=== Material shown ===

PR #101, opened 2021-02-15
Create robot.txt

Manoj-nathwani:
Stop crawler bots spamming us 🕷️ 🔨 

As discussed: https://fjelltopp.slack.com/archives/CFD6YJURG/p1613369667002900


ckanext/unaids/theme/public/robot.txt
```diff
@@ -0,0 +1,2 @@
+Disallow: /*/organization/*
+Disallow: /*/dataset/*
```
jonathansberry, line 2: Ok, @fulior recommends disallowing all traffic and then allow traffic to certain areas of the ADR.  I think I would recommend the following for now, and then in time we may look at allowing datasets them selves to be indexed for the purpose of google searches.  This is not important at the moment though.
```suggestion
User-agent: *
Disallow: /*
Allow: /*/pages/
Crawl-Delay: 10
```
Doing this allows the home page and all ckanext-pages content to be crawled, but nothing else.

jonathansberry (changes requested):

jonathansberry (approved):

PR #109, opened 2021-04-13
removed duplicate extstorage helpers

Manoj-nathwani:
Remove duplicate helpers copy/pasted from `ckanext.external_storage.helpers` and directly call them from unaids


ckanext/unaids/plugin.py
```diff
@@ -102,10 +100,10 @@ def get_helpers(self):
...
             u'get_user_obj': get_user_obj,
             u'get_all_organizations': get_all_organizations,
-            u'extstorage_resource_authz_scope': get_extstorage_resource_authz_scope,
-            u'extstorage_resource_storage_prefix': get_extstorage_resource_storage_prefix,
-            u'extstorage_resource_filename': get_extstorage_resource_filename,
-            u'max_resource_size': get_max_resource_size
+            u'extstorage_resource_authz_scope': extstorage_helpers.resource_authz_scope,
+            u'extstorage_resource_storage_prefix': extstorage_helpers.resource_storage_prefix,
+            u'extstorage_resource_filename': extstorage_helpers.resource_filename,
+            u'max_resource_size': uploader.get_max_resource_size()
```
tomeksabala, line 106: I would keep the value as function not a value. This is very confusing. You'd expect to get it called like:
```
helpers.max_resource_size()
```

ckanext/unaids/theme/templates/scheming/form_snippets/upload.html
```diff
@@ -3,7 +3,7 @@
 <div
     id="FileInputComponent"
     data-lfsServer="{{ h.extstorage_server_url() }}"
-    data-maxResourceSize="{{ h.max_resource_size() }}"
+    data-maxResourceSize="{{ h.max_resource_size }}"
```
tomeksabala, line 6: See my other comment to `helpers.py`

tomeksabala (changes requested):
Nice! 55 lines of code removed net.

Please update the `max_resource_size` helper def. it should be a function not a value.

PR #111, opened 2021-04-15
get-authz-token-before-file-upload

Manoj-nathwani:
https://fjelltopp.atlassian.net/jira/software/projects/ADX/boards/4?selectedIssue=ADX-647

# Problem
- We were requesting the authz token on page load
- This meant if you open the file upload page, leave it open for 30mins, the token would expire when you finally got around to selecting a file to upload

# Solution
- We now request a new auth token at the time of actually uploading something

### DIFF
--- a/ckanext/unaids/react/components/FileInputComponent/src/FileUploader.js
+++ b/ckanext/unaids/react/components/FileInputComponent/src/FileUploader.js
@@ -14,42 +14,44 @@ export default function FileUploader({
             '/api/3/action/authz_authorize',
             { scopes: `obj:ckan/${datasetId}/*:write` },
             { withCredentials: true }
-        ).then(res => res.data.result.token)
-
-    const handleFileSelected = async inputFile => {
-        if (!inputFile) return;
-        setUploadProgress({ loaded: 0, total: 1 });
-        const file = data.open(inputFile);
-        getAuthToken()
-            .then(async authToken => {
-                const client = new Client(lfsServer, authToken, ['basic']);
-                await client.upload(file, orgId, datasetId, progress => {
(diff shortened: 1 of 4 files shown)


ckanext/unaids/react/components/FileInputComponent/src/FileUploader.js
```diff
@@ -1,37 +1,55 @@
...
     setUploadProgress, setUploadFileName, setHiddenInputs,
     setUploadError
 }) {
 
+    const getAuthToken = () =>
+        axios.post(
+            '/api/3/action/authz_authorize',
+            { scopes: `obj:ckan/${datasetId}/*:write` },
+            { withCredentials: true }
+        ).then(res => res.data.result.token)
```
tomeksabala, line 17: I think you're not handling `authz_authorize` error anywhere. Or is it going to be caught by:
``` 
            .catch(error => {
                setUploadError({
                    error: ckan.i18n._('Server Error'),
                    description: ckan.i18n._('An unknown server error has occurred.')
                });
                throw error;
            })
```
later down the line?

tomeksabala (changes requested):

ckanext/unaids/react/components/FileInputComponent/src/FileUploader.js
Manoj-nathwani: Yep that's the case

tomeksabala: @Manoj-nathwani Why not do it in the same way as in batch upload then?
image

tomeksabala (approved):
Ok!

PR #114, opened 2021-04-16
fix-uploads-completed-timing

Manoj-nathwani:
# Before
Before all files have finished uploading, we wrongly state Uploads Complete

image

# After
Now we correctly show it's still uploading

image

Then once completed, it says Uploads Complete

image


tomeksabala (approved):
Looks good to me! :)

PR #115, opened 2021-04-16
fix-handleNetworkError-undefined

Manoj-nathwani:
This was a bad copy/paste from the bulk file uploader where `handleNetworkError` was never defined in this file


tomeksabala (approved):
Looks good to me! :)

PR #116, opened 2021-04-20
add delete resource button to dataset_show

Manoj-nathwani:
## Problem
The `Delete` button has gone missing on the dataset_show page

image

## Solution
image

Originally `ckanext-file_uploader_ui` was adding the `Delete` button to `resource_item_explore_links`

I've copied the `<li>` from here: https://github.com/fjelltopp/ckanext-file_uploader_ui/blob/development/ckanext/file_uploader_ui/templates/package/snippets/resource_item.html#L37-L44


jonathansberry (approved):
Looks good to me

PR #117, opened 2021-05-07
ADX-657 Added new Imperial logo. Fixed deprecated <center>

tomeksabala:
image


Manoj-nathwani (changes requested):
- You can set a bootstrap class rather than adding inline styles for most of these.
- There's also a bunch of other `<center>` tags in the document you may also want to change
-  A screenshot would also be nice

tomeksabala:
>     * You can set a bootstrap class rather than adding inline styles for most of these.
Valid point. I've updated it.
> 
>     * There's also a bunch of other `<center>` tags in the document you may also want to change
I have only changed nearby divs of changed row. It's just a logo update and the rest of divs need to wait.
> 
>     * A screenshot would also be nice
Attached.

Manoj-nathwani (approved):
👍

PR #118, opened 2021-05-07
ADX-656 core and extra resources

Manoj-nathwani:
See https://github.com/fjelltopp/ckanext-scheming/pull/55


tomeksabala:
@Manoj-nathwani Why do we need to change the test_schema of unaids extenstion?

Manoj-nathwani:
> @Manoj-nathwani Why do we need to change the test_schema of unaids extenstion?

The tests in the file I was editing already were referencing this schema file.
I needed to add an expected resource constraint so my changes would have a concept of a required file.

===
=== Material shown ===

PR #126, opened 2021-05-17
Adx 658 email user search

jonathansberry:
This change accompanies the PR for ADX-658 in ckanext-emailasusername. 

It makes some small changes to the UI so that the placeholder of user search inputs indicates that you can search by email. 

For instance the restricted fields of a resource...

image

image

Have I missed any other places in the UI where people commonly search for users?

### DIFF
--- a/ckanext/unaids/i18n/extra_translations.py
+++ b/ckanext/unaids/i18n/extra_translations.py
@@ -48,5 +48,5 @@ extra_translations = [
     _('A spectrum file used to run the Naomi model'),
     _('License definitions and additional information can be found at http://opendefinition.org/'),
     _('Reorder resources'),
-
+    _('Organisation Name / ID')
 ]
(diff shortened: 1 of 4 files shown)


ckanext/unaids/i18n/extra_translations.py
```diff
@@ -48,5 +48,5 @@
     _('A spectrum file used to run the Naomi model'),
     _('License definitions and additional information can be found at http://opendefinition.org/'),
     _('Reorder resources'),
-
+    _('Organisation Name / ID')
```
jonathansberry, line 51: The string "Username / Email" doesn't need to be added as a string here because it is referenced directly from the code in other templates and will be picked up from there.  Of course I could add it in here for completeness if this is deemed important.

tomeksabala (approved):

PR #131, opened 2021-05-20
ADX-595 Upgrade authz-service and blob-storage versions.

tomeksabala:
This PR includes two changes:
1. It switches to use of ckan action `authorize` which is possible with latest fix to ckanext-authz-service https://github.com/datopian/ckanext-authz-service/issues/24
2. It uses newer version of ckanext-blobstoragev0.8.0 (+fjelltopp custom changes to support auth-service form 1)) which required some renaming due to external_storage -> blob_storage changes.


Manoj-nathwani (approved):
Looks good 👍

===

In the lines above, find the word "removed" and copy each line that contains it.

removed duplicate extstorage helpers
Nice! 55 lines of code removed net.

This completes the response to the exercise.